Supir Taksi Disebut Cabut Laporan, Polisi: Kasus Habib Bahar Lanjut!

Selasa, 03/11/2020 06:52 WIB
Bahar Smith (Finroll.com)

Bahar Smith (Finroll.com)

Jakarta, law-justice.co - Direktorat Reserse Kriminal Umum (Ditreskrimum) Kepolisian Daerah Jawa Barat (Polda Jabar) memastikan proses hukum atas kasus dugaan penganiayaan yang dilakukan Habib Bahar bin Smith terhadap seorang sopir taksi online akan tetap dilanjutkan.

Pasalnya menurut Kabid Humas Polda Jabar, Kombes Pol Erdi Adrimulan Chaniago, pihaknya tidak menerima surat perdamaian dan pencabutan laporan terkait kasus Habib Bahar bin Smith.

"Jadi intinya perdamaian dan pencabutan itu tidak ada, surat buktinya belum sampai," kata Kepala Bidang Humas Polda Jabar Kombes Erdi A Chaniago di Bandung, Senin 2 November 2020.

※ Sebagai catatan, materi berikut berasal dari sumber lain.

PR #206, opened 2019-03-12
Introduces MDC.putAllCloseable

bric3:
This feature offers the same functionality as `MDC.putCloseable` but for
multiple values. And tries to follow the `put`/`putAll` signatures one can
see on a `Map`. This would be extremely useful for structured logging when
the appender is configured to use MDC values.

"Kasus, walaupun terjadi tahun 2018, itu tetap dilanjutkan, karena memang sudah memenuhi dua alat bukti. Bahwa sudah terjadi suatu penganiayaan yang terjadi di kediamannya di Bogor," katanya.

Erdi menambahkan, hingga kini penyidik Ditreskrimum Polda Jabar masih memproses kasus dugaan penganiayaan Bahar.

"Penyidik masih memproses. Ini pidana umum, penganiayaan, pengeroyokan sehingga di situ juga jelas bahwa ada korban, ada pelaku dan ada saksi," ucapnya.

Kasus dugaan penganiayaan oleh ini terjadi bermula dari perselisihan antara Pendiri Pondok Pesantren Tajul Alawiyyin di Kemang, Bogor, itu dengan sopir taksi online bernama Andriansyah.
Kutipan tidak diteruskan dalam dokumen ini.